* The task: One line at a time, check the entries below for the word "around", and copy each line that has it.

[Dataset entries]
-- -- --
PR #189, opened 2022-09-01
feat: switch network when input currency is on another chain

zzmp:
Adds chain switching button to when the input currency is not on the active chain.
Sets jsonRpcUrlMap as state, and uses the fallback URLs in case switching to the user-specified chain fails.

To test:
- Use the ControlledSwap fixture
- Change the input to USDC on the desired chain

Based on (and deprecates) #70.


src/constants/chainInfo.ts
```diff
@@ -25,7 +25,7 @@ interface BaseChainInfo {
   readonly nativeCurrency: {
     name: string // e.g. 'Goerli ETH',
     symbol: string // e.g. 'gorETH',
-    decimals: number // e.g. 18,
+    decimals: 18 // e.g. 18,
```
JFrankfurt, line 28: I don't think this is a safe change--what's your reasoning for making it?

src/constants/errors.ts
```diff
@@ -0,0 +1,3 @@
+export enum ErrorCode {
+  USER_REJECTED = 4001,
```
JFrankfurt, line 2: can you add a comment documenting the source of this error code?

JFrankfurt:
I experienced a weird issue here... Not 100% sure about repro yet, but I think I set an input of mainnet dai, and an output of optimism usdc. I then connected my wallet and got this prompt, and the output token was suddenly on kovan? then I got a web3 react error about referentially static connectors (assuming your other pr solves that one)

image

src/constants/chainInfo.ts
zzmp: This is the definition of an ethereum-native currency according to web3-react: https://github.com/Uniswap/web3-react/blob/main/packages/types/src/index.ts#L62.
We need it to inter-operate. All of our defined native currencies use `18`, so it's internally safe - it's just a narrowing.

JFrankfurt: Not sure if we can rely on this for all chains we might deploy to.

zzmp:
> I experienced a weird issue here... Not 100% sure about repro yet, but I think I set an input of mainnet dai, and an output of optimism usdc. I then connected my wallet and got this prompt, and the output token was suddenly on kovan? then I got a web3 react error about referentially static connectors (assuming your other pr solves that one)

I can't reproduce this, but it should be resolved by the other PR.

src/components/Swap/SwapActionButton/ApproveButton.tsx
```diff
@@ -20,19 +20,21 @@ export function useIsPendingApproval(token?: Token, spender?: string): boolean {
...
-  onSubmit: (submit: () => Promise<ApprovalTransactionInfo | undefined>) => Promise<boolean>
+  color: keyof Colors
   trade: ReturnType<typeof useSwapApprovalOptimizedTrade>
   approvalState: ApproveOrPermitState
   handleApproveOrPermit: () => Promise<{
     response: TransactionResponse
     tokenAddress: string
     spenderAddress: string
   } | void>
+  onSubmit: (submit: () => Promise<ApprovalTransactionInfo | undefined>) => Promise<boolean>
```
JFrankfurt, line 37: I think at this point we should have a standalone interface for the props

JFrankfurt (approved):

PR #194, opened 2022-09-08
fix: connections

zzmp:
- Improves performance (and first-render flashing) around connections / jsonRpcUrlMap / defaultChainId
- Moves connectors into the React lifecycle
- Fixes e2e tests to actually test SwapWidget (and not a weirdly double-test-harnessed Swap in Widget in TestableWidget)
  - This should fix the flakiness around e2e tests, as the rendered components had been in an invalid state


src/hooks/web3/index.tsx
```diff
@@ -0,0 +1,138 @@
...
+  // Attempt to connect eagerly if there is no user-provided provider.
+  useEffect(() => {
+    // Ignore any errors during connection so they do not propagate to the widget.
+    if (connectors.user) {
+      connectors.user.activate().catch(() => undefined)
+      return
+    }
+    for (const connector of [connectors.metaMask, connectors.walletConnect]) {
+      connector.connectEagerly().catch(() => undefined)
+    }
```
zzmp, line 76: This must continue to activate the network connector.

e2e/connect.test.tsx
-- -- --
* Response box:
- Improves performance (and first-render flashing) around connections / jsonRpcUrlMap / defaultChainId
  - This should fix the flakiness around e2e tests, as the rendered components had been in an invalid state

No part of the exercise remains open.